**What you are asked to do**. Please return every line in the entries below with the word "notifications" in it.
***
PR #6716, opened 2026-09-03
improvement: notifications: extraneous app name

WofWca:
The app name is already included in the notification
(tested on Windows and Linux KDE),
so let's not say it twice.

Before / after:

Screenshot_20260903_before Screenshot_20260903_after

### DIFF
--- a/packages/shared/shared-types.d.ts
+++ b/packages/shared/shared-types.d.ts
@@ -166,7 +166,7 @@ export interface BuildInfo {
 }
 
 export interface DcNotification {
-  title: string
+  title?: string
   body: string
   /**
    * path to image that should be shown instead of icon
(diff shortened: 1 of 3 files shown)


packages/shared/shared-types.d.ts
```diff
@@ -166,7 +166,7 @@ export interface BuildInfo {
 }
 
 export interface DcNotification {
-  title: string
+  title?: string
```
r10s, line 169: are there other occurances left that use title?

WofWca: Yes, plenty.

https://github.com/deltachat/deltachat-desktop/blob/95f5a1e1d16c9e1c8a3e1d340122fae1761b02ad/packages/frontend/src/system-integration/notifications.ts#L243

https://github.com/deltachat/deltachat-desktop/blob/95f5a1e1d16c9e1c8a3e1d340122fae1761b02ad/packages/frontend/src/system-integration/notifications.ts#L291

https://github.com/deltachat/deltachat-desktop/blob/95f5a1e1d16c9e1c8a3e1d340122fae1761b02ad/packages/frontend/src/system-integration/notifications.ts#L307

nicodh (approved):
Reviewed by reading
***
**Result of this task**.
improvement: notifications: extraneous app name
https://github.com/deltachat/deltachat-desktop/blob/95f5a1e1d16c9e1c8a3e1d340122fae1761b02ad/packages/frontend/src/system-integration/notifications.ts#L243
https://github.com/deltachat/deltachat-desktop/blob/95f5a1e1d16c9e1c8a3e1d340122fae1761b02ad/packages/frontend/src/system-integration/notifications.ts#L291
https://github.com/deltachat/deltachat-desktop/blob/95f5a1e1d16c9e1c8a3e1d340122fae1761b02ad/packages/frontend/src/system-integration/notifications.ts#L307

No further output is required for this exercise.